Pixel-Perfect-Timing-Attacks-Review

Name: Samuel Tay
UW Net ID: tays
Paper: Pixel Perfect Timing Attacks with HTML5
Authors: Paul Stone

Paper Review

Problem: The problem presented in this paper is that the requestAnimationFrame browser API can be used to time rendering actions, leaking unintended information. This is demonstrated explicitly in two separate ways:
- leaking browser history by timing the styling of visited/unvisited links
- leaking arbitrary data (though mostly restricted in this paper to text content with known font face/sizes) from an embedded iframe.
Approach: The approach of this paper is first to explain how the requestAnimationFrame can be used to time rendering actions in a general sense.

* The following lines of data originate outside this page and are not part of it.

PR #249, opened 2020-09-09
Fix #247: Rename api:environments:update --version parameter

### LINKED ISSUE #247: api:environments:update --version is twice defined
The help section of api:environments:update seems to have two `version` parameters. One is the default to show the `acli` version and the other is to attempt to set the php or node version per the internal documentation.

```
api:environments:update [--version VERSION]
```

danepowell:
Fixes #247 
--------

Motivation
----------
See #247. Running `acli help api:environments:update` results in an error because version is defined both via the CLI and API.

Proposed changes
---------
This renames the API `--version` to `--lang_version`.

Alternatives considered
---------
If this becomes a pattern with other parameters, we might want a full translation layer that renames conflicting parameters either automatically (if it detects a conflict) or statically (based on hardcoded mappings). Or at least use a constant utility class between the API command base and helper.

Testing steps
---------
- Run `acli cache:clear`
- Run `acli help api:environments:update`.
@eporama if you're comfortable running dev builds, you're welcome to test.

- Next the paper walks through a browser sniffing attack that works across Firefox, IE, and Chrome (albiet with minor differences in the approach for certain browsers). Basically, apply an expensive text-shadow property to links, so that they are expensive to render, and use the requestAnimationFrame API to time the rendering. In IE & Firefox, the asynchronous restyling of visited URLs will run and be detected after a few frames. In Chrome, the algorithm has an additional step to update the hrefs after the page has already loaded. Because visited URL styling happens synchronously in Chrome, one can simply time the next frame after the link update and see if it took a while to render; if so, conclude that the expensive link styling was re-drawn and that URL has been visited.
- As a segue to the final attack, sniffing history via SVG filters is explained. This involves a few moving pieces. First, style visited links as a white square and unvisited links as a black square:
```
   a {
    background-color:black
  }
  a: visited {
    background-color: white
  }
```
then use two SVG filters to turn the white squares into noisy squares, and finally a morphology filter is applied that takes longer to render on noisy images than the black images. Then the same timing technique can be used as in the first example.

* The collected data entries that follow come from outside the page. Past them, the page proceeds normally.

PR #252, opened 2020-09-15
Fixes #248: api:environments:update is not submitting integers as integers.

### LINKED ISSUE #248: api:environments:update is not submitting integers as integers
```
$ acli api:environments:update eeepeterson.dev --memory_limit=192
{
    "error": "validation_failed",
    "message": {
        "memory_limit": "192 is not a valid memory limit. It should be an integer."
    }
}
```

grasmash:


grasmash:
I can verify that this does correctly set memory_limit as an integer before passing it to Guzzle. However, it does not seem to resolve the issue, which makes me wonder if there could be an issue in Cloud API.

grasmash:
This could be an upstream issue in https://github.com/typhonius/acquia-php-sdk-v2.

This fails with the same error:

```
$env = new Environments($acquia_cloud_client);
$env->update('redacted', ['memory_limit' => 192]);
```

grasmash:
https://github.com/typhonius/acquia-php-sdk-v2/issues/85

PR #452, opened 2021-03-02
Improve contextual help in command output

grasmash:


src/EventListener/ExceptionListener.php
```diff
@@ -7,40 +7,108 @@
...
+  protected function writeApplicationAliasHelp(SymfonyStyle $io): void {
+    $io->comment('<options=bold>applicationUuid</> can also be an application alias. E.g. <options=bold>myapp</>.' . PHP_EOL
+    . 'Run <options=bold>acli remote:aliases:list</> to see a list of all available aliases.');
+  }
+
+  /**
+   * @param \Symfony\Component\Console\Style\SymfonyStyle $io
+   */
+  protected function writeSiteAliasHelp(SymfonyStyle $io): void {
+    $io->comment('<options=bold>environmentId</> can also be an site alias. E.g. <options=bold>myapp.dev</>.' . PHP_EOL
```
anavarre, line 103: `a` site alias?

src/EventListener/ExceptionListener.php
```diff
@@ -7,40 +7,108 @@
...
         default:
-          $newErrorMessage = 'Cloud Platform API returned an error: ' . $errorMessage;
+          $new_error_message = 'Cloud Platform API returned an error: ' . $errorMessage;
       }
+      $io->comment("You can learn more about Cloud Platform API at <href=https://docs.acquia.com/cloud-platform/develop/api/>docs.acquia.com</>");
     }
 
-    if (isset($newErrorMessage)) {
-      $event->setError(new AcquiaCliException($newErrorMessage, [], $exitCode));
+    $io->comment("You can find Acquia CLI documentation at <href=https://docs.acquia.com/acquia-cli/>docs.acquia.com</>");
```
anavarre, line 85: Are you not missing surrounding quotes for the hyperlink? It's not clickable for me here.

src/EventListener/ExceptionListener.php
```diff
@@ -7,40 +7,108 @@
...
         case "There are no available Cloud IDEs for this application.\n":
-          $newErrorMessage = $errorMessage . "Delete an existing IDE (acli ide:delete) or contact your Account Manager or Acquia Sales to purchase additional IDEs.\n You may also submit a support ticket to ask for more information (https://insight.acquia.com/support/tickets/new?product=p:ride)";
+          $io->comment("Delete an existing IDE via <options=bold>acli ide:delete</> or contact your Account Manager or Acquia Sales to purchase additional IDEs.");
+          $this->writeSupportTicketHelp($io);
           break;
         default:
-          $newErrorMessage = 'Cloud Platform API returned an error: ' . $errorMessage;
+          $new_error_message = 'Cloud Platform API returned an error: ' . $errorMessage;
       }
+      $io->comment("You can learn more about Cloud Platform API at <href=https://docs.acquia.com/cloud-platform/develop/api/>docs.acquia.com</>");
```
anavarre, line 82: Not clickable.

config/dev/services.yml
```diff
@@ -0,0 +1,12 @@
+imports:
+  - { resource: '../prod/services.yml' }
+
+services:
+  Symfony\Component\Console\Output\BufferedOutput: ~
```
grasmash, line 5: This is only used during testing. It’s necessary because during testing, we use BufferedOutput instead of the ConsoleOutput. The same issue occurs for input--we need to switch from ArgvInput to ArrayInput.

Without this services file override, services will be auto wired incorrectly during testing.  We would end up with multiple inputs and outputs of different types. For example, the production services file would create an ArgvInput and a ConsoleOutput for all services accepting InputInterface and OutputInterface arguments, like the ExceptionListener and the TelemetryHelper.

Our test would then create a separate ArrayInput and BufferedOutput and inject those into the Application. At that point the application would be using a different input and output than the other services in the container. This causes all sorts of problems, not least of which is our inability to capture and assert the value of the output of services.

With the currently proposed approach, we correctly inject these services into the container and obviate the need to create them manually. We also ensure that there is only one input and one output object and that those objects are shared across services.

anavarre:
Overall it's a good improvement. I think we could improve theming some more.

```
 Please enter a label for your Cloud IDE [Aurelien's IDE]:
 > 

    ⌛ Creating your Cloud IDE...

 // Delete an existing IDE via acli ide:delete or contact your Account Manager or Acquia Sales to                       
 // purchase additional IDEs.                                                                                           

 // You may also submit a support ticket to ask                                                                         
 // for more information.                                                                                               

 // You can learn more about Cloud Platform API at                                                                      
 // docs.acquia.com                                                                                                     

 // You can find Acquia CLI documentation at docs.acquia.com                                                            


In Client.php line 154:
                                                           
  There are no available Cloud IDEs for this application.  
                                                           

ide:create [<applicationUuid>]

```

Instead of having prefixing `//` we could have those strings be all added to a grey-ish background color so the info block would stand out compared to the error message only. I also feel we're returning to a new line at ~45 chars and there's no obvious reason why we should be doing this. Can't the text auto-wrap when needed, e.g. in case you resize your terminal window?

config/dev/services.yml
grasmash: I've actually been trying to figure out how to do this for a while. I made an attempt in https://github.com/acquia/cli/pull/326, but it was really just a workaround. We still need to refactor TestBase: https://github.com/acquia/cli/blob/8d03cc72d75aa127a8c7fa82cb2936edb506403b/tests/phpunit/src/TestBase.php#L224-L231

The container should autowire itself during testing, this type of manually input and outputting per service isn't quite right.

danepowell (approved):

PR #455, opened 2021-03-03
Fixes #433: Infinite memory usage results in acli login

### LINKED ISSUE #433: Infinite memory usage results in kill during `acli auth:login -n`
I'm implementing Acquia integration into [ddev](https://github.com/drud/ddev) in https://github.com/drud/ddev/pull/2837 and all was going well until tests started reporting failures during authentication (`acli auth:login -n --key="${ACQUIA_API_KEY}" --secret="${ACQUIA_API_SECRET}"`)

It turns out that acli uses up all available memory and then gets killed. 

This seems to have begin in 1.7.0, at least I can't recreate it in 1.6.0

This seems to be intermittent, but when it starts happening it happens a lot. 

The ddev integration is already in prerelease, see https://github.com/drud/ddev/releases/tag/v1.17.0-alpha5, which has instructions. This behavior appeared when I upgraded the docker image and picked up 1.7.0 AFAICT.

grasmash:


anavarre (approved):
Manual test

```
/ $ (issue-433-box) $ ack -A1 "box-install" ./composer.json
    "box-install": [
      "curl -O -L https://github.com/humbug/box/releases/latest/download/box.phar"
```

danepowell (approved):

PR #458, opened 2021-03-04
Updated build and release docs

danepowell:
- Add build steps to contributing doc
- Remove release doc, since release drafter manages everything now
- Move box.phar to build directory so it's more easily excluded from Git and IDE indexing

These steps are necessary to test the fix for https://github.com/consolidation/self-update/issues/9 via https://github.com/danepowell/self-update/pull/3

### DIFF
--- a/CONTRIBUTING.md
+++ b/CONTRIBUTING.md
@@ -51,15 +51,22 @@ composer install
 
 Be sure to validate and test your code locally using the provided Composer test scripts (`composer test`) before opening a PR.
 
+### Building acli.phar
+
+To test changes in production mode, build and run acli.phar using this process. You can verify that the "Build PHAR" stage of .travis.yml follows a similar process.
+
+1. Install Composer production dependencies: `composer install --no-dev --optimize-autoloader`
+1. Clear and rebuild your Symfony cache: `./bin/acli ckc && ./bin/acli`
+1. Install Box and dump env vars (only need to do this once): `composer box-install && composer dump-env prod`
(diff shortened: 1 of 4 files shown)


CONTRIBUTING.md
```diff
@@ -51,15 +51,41 @@ composer install
...
 Be sure to validate and test your code locally using the provided Composer test scripts (`composer test`) before opening a PR.
 
+### Building acli.phar
+
+To test changes in production mode, build and run acli.phar using this process. You can verify that the "Build PHAR" stage of .travis.yml follows a similar process.
+
+1. Install Composer production dependencies: `composer install --no-dev --optimize-autoloader`
+1. Clear and rebuild your Symfony cache: `./bin/acli ckc && ./bin/acli`
+1. Install Box and dump env vars (only need to do this once): `composer box-install && composer dump-env prod`
+1. Compile phar: `composer box-compile`
```
anavarre, line 61: I tried to follow those steps and ran into:

```
The package "beberlei/assert" requires the extension "intl". Enable it or install a polyfill.
```

Should we document this dependency?

danepowell: I think this dependency was introduced by https://github.com/acquia/cli/pull/455

The error message is pretty clear, I don't see what we gain by adding documentation. But if it's not clear to you then feel free to suggest a change.

anavarre: It's clear to me, I was just wondering whether we wanted to document it or not.

PR #462, opened 2021-03-05
Fixes #461: Ability to set DB credentials via environment variables.

### LINKED ISSUE #461: Ability to set DB credentials via environment variables
In the current Acquia CLI implementation I think the only thing really missing if the ability to set the DB credentials via env variables. There is a set Lando specific env variables for it that can be used but the formatting is not ideal.

Basically if Acquia CLI would look to generic env vars for each of the DB settings that would be a big step forward.

grasmash:


.gitignore
```diff
@@ -10,6 +10,7 @@ drupal
 .idea
 build
 *.bak
+*.phar
```
danepowell, line 13: What file are you needing to ignore here? There shouldn't be any phars in the root directory.

danepowell:
There seems to be a lot of boilerplate / duplication here, which doesn't make me super happy. But I'm not sure how to improve it.

Instead of all of the getting/setting, you could pass the credentials via dependency injection, but that doesn't reduce the duplication...

grasmash:
For me, it didn’t quite rise to the level of necessitating its own service. It’s still very straightforward. I’m trying to avoid premature optimization.

.gitignore
grasmash: I found these get generated during local testing of phar builds.

danepowell: An extra .gitignore line won't hurt anything, but it might indicate something wrong with your local, since phars should never exist outside of the `build` dir following https://github.com/acquia/cli/pull/458

danepowell (approved):

PR #471, opened 2021-03-08
Fixes #469: Users are confused with default options when generating an SSH key or creating an IDE.

### LINKED ISSUE #469: Users are confused with default options when generating an SSH key or creating an IDE
When generating a new SSH key or creating a new IDE, we pass a default option so the user can simply press enter and continue with the suggestion.

Turns out it can be confusing to some users so we should likely improve the wording.

grasmash:


src/Command/Ssh/SshKeyCreateCommand.php
```diff
@@ -88,7 +88,7 @@ protected function determineFilename(InputInterface $input, OutputInterface $out
       $this->validateFilename($filename);
     }
     else {
-      $question = new Question('<question>Please enter a filename for your new local SSH key:</question> ', 'id_rsa_acquia');
+      $question = new Question('<question>Please enter a filename for your new local SSH key (default is id_rsa_acquia):</question> ', 'id_rsa_acquia');
```
anavarre, line 91: I feel we can still improve this. Suggestions:

* Keep "default" but surround the suggestion by double quotes
* Replace "default" by `Press enter to use "ide_rsa_acquia"`

BTW we also need to change this when creating a Cloud IDE.

grasmash:
This is another instance where we're really relying on Symfony internals and it's probably not worth it to try and override. See https://github.com/symfony/console/blob/92e1b7c4381c3c51e327b99c7ff067411e291783/Helper/SymfonyQuestionHelper.php#L59

anavarre (approved):
Manual tests worked well. I think considering the low-level changes required this is a very good solution to the problem we're trying to solve.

- Finally, a more flexible attack is explained to read arbitrary pixels from an iframe. This is done by using -moz-element to mirror the iframe into a separate div, and then using CSS properties on that mirror to scale up the pixels into larger squares. In particular, when using the view-source feature in Firefox, the source code of the website will be loaded into the iframe with a known font face and size. This is pretty easy to extract into text! And if the iframe loads a site like mail.google.com, which the user is likely to be logged into, they can obtain sensitive information like email or login usernames.
- Conclusions: The conclusions are that these attacks are quite feasible in a controlled environment, but tricky, slow and not totally reliable in the wild (at least not in ~ 2013 when written). Some context is given on the difficulty faced by browser vendors, and how often performance and privacy are fundamentally at odds. Finally, advice is offered for both website owners and end users to best protect against the attacks described.
New ideas:
- Perhaps we can assume that using requestAnimationFrame for timing is a novel idea at the time of writing.
- The idea to use view-source within the iframe makes this attack awfully plausible.
Improvements:
- The stated attack requires a calibration on known visited links; however, I feel like a basic statistical measurement could be taken during the algorithm which would make the attack more feasible.
- I think the author undercuts the severity of the findings by describing them as too slow to be realistic. While it is quite slow, if this was injected onto a website where you might spend a while (reading an article, watching a video, etc.), that website might indeed have a full 60s of time to run this algorithm. Or if you simply left a tab open, which everyone does.
New directions:
- The paper talks about needing to know the font family and size; sure, maybe if the entire attack is happening within the script running on the browser. But a far more flexible and lethal attack would be to simply scrape the raw pixel data and send it to an ML algorithm off line, which could quite easily extract the text from arbitrary pixelated fonts. This would be an interesting extension of the ideas in the paper.
- Another new direction or extension would be a more sophisticated encoding of pixels. The current attack is limited to white/black pixels but a cleverer SVG encoding, perhaps one that sends N ranges of RGB values into N images with distinct noise levels, can obtain a lossy but richer encoding of arbitrary web content.